Print nothing but the lines below starting at the line that holds "Thank you. I will work on this" and ending at the line that holds "gcampbell-msft: Good point, I agree, thanks!", including both, each exactly as written.
━━━ DATA FOR THE TASK ━━━
Issue #3522, opened 2024-01-02
CMake presets parser not compliant with CMake


christophe-calmejane:
### Issue Summary

The presets parser used in VSCode (and VSStudio) is not compliant with the cmake specifications. It's for example possible to create a set of preset files that will correctly parse using VSCode, but not using CMake itself (VSCode parser is accepting things it shouldn't). I've created a ticket on the CMake issue tracker with an example of such files: https://gitlab.kitware.com/cmake/cmake/-/issues/25505

When carefully reading CMake presets specifications, it's quite clear that the issue is actually a bug in VSCode/VSStudio (by being not strict enough).

gcampbell-msft:
Thanks for letting us know! This is definitely something that we want to make sure is matching cmake.exe, I'll mark it as a bug and place it on our backlog!

christophe-calmejane:
Just so you know, I successfully tested the CMake dev branch that fixes the issue I reported (all links in the CMake ticket). It's using (required) the upcoming `version: 9` field, so I truly hope the VSCode plugin will support it in the near future.
Thanks a lot.

christophe-calmejane:
Hi, small update: `version: 9` will come in next cmake version, the code has been merged.
Hopefully VSCode plugin will be updated to support all the new `cmake presets` features.

gcampbell-msft:
@christophe-calmejane Following up on this, are there explicit items that you've noticed that we should fix? I agree that in general we need to fix it to match ALL of the spec, but I wondered if there are specific things that we should prioritize. Thanks!

christophe-calmejane:
Sure, I'll try to do a small setup and share it. It will require ‛version: 9‛ support though, since it's the only way (with official cmake parser) to share common preset files with multiple projects.

christophe-calmejane:
Hi,

please find attached a sample projects that works fine when using cmake presets parser (requires version 9 support that will land in 3.30).

The idea is this:
- A cmake presets file is shared accros multiple projects (can be in a submodule or whatever). This file can hold shared compile definition, shared targets, ...
- Each project define the minimum ‛project specific‛ definition and include the ‛shared file‛ to minimize maintenance

After discussing the 2 possibilities with other cmake members, the retained solution was to extend (thus the version 9 for presets definition) the ‛include‛ directive so it can search for ‛sourceDir‛ variable expansion.

So basically in order for my sample project to work with VSCode, the required modifications are:
[...]

PR #3941, opened 2024-07-25
evaluate inherit presets based on presets that should be visible from file

moyo1997:
addresses part of #3522


src/presetsController.ts
```diff
@@ -1629,28 +1629,28 @@ export class PresetsController {
...
-                rootPresetsFile.packagePresets = includeFile.packagePresets.concat(rootPresetsFile.packagePresets || []);
+                presetsFile.packagePresets = includeFile.packagePresets.concat(presetsFile.packagePresets || []);
             }
             if (includeFile.workflowPresets) {
-                rootPresetsFile.workflowPresets = includeFile.workflowPresets.concat(rootPresetsFile.workflowPresets || []);
+                presetsFile.workflowPresets = includeFile.workflowPresets.concat(presetsFile.workflowPresets || []);
             }
-
-            // Recursively merge included files
-            await this.mergeIncludeFiles(rootPresetsFile, includeFile, fullIncludePath, referencedFiles);
```
gcampbell-msft, line 1653: What happened to the recursive mergeIncludeFiles call?

src/preset.ts
```diff
@@ -1130,16 +1130,20 @@ export async function expandConfigurePreset(folder: string, name: string, worksp
...
-        return expandConfigurePresetHelper(folder, preset, false, usePresetsPlusIncluded, errorHandler);
-    }
-
-    if (allowUserPreset) {
-        preset = getPresetByName(userConfigurePresets(folder, usePresetsPlusIncluded), name);
+async function expandConfigurePresetImpl(folder: string, name: string, allowUserPreset: boolean = false, usePresetsPlusIncluded: boolean = false, errorHandler?: ExpansionErrorHandler, inheritedByPreset?: ConfigurePreset): Promise<ConfigurePreset | null> {
+    const presetList = inheritedByPreset ? inheritedByPreset.__file!.configurePresets : configurePresets(folder, usePresetsPlusIncluded);
+    const validInherit = presetList !== undefined && presetList.filter(p => p.name === name).length > 0;
+    if (validInherit) {
+        let preset = getPresetByName(configurePresets(folder, usePresetsPlusIncluded), name);
```
gcampbell-msft, line 1137: Do we need to use `presetList` here on line 1137 rather than configurePresets again? 

I guess it would be fine either way, because we've already validated? 

THis is true for all other methods as well

src/preset.ts
```diff
@@ -1530,29 +1534,33 @@ export async function expandBuildPreset(folder: string, name: string, workspaceF
...
-        };
-        return expandBuildPresetHelper(folder, preset, workspaceFolder, sourceDir, parallelJobs, preferredGeneratorName, true, enableTryApplyDevEnv, errorHandler);
+        if (allowUserPreset) {
+            preset = getPresetByName(userBuildPresets(folder), name);
+            if (preset) {
+                return expandBuildPresetHelper(folder, preset, workspaceFolder, sourceDir, parallelJobs, preferredGeneratorName, true, enableTryApplyDevEnv, errorHandler);
+            }
+        }
+
+        if (name === defaultBuildPreset.name) {
```
gcampbell-msft, line 1553: This is where we're breaking the tests right now, we should also check for this case along with `validInherit` because otherwise we don't get to this if statement.

src/preset.ts
```diff
@@ -1530,29 +1534,33 @@ export async function expandBuildPreset(folder: string, name: string, workspaceF
...
-    if (preset) {
-        return expandBuildPresetHelper(folder, preset, workspaceFolder, sourceDir, parallelJobs, preferredGeneratorName, false, enableTryApplyDevEnv, errorHandler);
-    }
-
-    if (allowUserPreset) {
-        preset = getPresetByName(userBuildPresets(folder), name);
+async function expandBuildPresetImpl(folder: string, name: string, workspaceFolder: string, sourceDir: string, parallelJobs?: number, preferredGeneratorName?: string, allowUserPreset: boolean = false, configurePreset?: string, enableTryApplyDevEnv: boolean = true, errorHandler?: ExpansionErrorHandler, inheritedByPreset?: BuildPreset): Promise<BuildPreset | null> {
+    const presetList = inheritedByPreset ? inheritedByPreset.__file!.buildPresets : buildPresets(folder);
+    const validInherit = presetList !== undefined && presetList.filter(p => p.name === name).length > 0;
+    if (validInherit) {
```
gcampbell-msft, line 1540: I think for all preset types except for configure, the `validInherit` check shouldn't block the default preset, if it's a default preset then we are also valid to inherit.

src/preset.ts
moyo1997: yes since the validation has already happened, we can call regular configurepresets. I'm calling the configurepresets here, to make sure we are getting the right/updated preset based on the usepresetsplusincluded

src/preset.ts
moyo1997: updated pr, thanks!

gcampbell-msft (dismissed):

gcampbell-msft (approved):

PR #3953, opened 2024-08-01
FOLDER grouping in default build target dropdown

itzandroidtab:

- Grouping default build targets dropdown based on CMake FOLDER property

## The purpose of this change
When a project has a lot of targets it becomes a hassle to find the right default build target. In the project outline the targets are grouped. This PR also groups the default build target dropdown. [Discussion #3949](https://github.com/microsoft/vscode-cmake-tools/discussions/3949). When clicking on the folder it will show the corresponding targets.

#### Previous
image

#### New
image
After selecting the folder:
image


itzandroidtab:

gcampbell-msft:
@itzandroidtab Our apologies for the delay, we've been in the midst of the 1.19 official version release, so we've not been able to review community PR's. We hope to get to this soon, thanks and we appreciate your patience.

gcampbell-msft (changes requested):
@itzandroidtab First, please include a CHANGELOG.md entry. 

Also, I like the idea of this PR and the screenshots you've provided look really good! I haven't taken a deeply close look at the code, but again it looks good. 

HOWEVER, I think that this is probably a feature change that each user should be able to control if they would like. I think it'd be a great idea to add a setting that would allow people to choose whether they want this to be a flat list, or whether they want it to be structured using the FOLDER property. I could imagine a scenario where they only have a couple of targets, but if they're using the FOLDER property, even though there are only a limited set of options, they have to do multiple clicks to select it, due to the new implementation you've added. 

I'd love to approve this feature, but I think it should have the added ability to control whether we use the flat list or the FOLDER grouping based on a setting. I currently don't have a strong opinion on whether the setting should default to the flat list or the FOLDER grouping. 

@moyo1997 @itodirel @sinemakinci1 FYI, thoughts?

itzandroidtab:
@gcampbell-msft What would you call this option? And should this option also apply to the side view?

gcampbell-msft:
> @gcampbell-msft What would you call this option? And should this option also apply to the side view?

I don't believe this option should apply to the side view, the FOLDER grouping should be used there always. The setting should only be used in the build target dropdown. 

For the name, it could be something like: 
`cmake.useFolderPropertyInBuildTargetDropdown`

itzandroidtab:
Thank you. I will work on this

gcampbell-msft:
@itzandroidtab Changing this to a draft PR until further changes are made. Please let us know if you have any questions but we will leave it in a draft state for a while, and then if no updates are made we will close. Thanks!

itzandroidtab:
@gcampbell-msft I have added the feature to the CHANGELOG.md and added the option to enable/disable this feature. By default it is turned on

image

src/cmakeProject.ts
```diff
@@ -123,6 +124,15 @@ export interface ConfigureCancelInformation {
     canceled: boolean;
 }
 
+/**
+ * A target with a name, but no output. Only used for targets that have a
+ * folder property.
+ */
+interface FolderTarget {
```
gcampbell-msft, line 131: Should this be defined in the same location as the RichTarget or NamedTarget? To keep things consistent?

src/cmakeProject.ts
```diff
@@ -2272,7 +2282,65 @@ export class CMakeProject {
...
+                        return {
+                            label: t.name,
+                            description: localize('target.to.build.description', 'Target to build')
+                        };
+                    }
+                    case 'rich': {
+                        return { label: t.name, description: t.targetType, detail: t.filepath };
+                    }
+                    case 'folder': {
+                        return { label: t.name, description: 'FOLDER' };
```
gcampbell-msft, line 2322: 'FOLDER' should be localized, I would think

gcampbell-msft (changes requested):
Some nit changes, and I'm conflicted about whether to default the setting to `true` or `false`. 

Personally, I don't think it's a very risky change, but I lean towards defaulting it to false, since it will affect the search capability and most projects are expecting a straight forward list

itzandroidtab:
I have changed the default to `false`

src/cmakeProject.ts
gcampbell-msft: Good point, I agree, thanks!

PR #3980, opened 2024-08-13
Update dependencies.

sean-mcmanus:
For https://github.com/microsoft/vscode-cmake-tools/security/dependabot/55 and some other issue in xml2js.


sean-mcmanus:
@gcampbell-msft The linter isn't working? I get the same issue in main.

gcampbell-msft:
@sean-mcmanus Looks like the errors are coming while parsing `api.ts`.

PR #3991, opened 2024-08-15
fix regression of kit environment variables

gcampbell-msft:
See title. 

Fixing issue where we incorrectly were merging the kit environment on top of `penv` before expanding. We don't support referencing the `environmentVariables` map.


moyo1997 (approved):
looks good! Only question is should we just completely remove penvoverride, since we should not be

gcampbell-msft:
@moyo1997 Well, technically it's going to have some level of `penv` supported either way, because `expandString` will call it's parent environment replacer regardless, so I think we might as well have that.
━━━
COMPLETED EXERCISE:
Thank you. I will work on this

gcampbell-msft:
@itzandroidtab Changing this to a draft PR until further changes are made. Please let us know if you have any questions but we will leave it in a draft state for a while, and then if no updates are made we will close. Thanks!

itzandroidtab:
@gcampbell-msft I have added the feature to the CHANGELOG.md and added the option to enable/disable this feature. By default it is turned on

image

src/cmakeProject.ts
```diff
@@ -123,6 +124,15 @@ export interface ConfigureCancelInformation {
     canceled: boolean;
 }
 
+/**
+ * A target with a name, but no output. Only used for targets that have a
+ * folder property.
+ */
+interface FolderTarget {
```
gcampbell-msft, line 131: Should this be defined in the same location as the RichTarget or NamedTarget? To keep things consistent?

src/cmakeProject.ts
```diff
@@ -2272,7 +2282,65 @@ export class CMakeProject {
...
+                        return {
+                            label: t.name,
+                            description: localize('target.to.build.description', 'Target to build')
+                        };
+                    }
+                    case 'rich': {
+                        return { label: t.name, description: t.targetType, detail: t.filepath };
+                    }
+                    case 'folder': {
+                        return { label: t.name, description: 'FOLDER' };
```
gcampbell-msft, line 2322: 'FOLDER' should be localized, I would think

gcampbell-msft (changes requested):
Some nit changes, and I'm conflicted about whether to default the setting to `true` or `false`. 

Personally, I don't think it's a very risky change, but I lean towards defaulting it to false, since it will affect the search capability and most projects are expecting a straight forward list

itzandroidtab:
I have changed the default to `false`

src/cmakeProject.ts
gcampbell-msft: Good point, I agree, thanks!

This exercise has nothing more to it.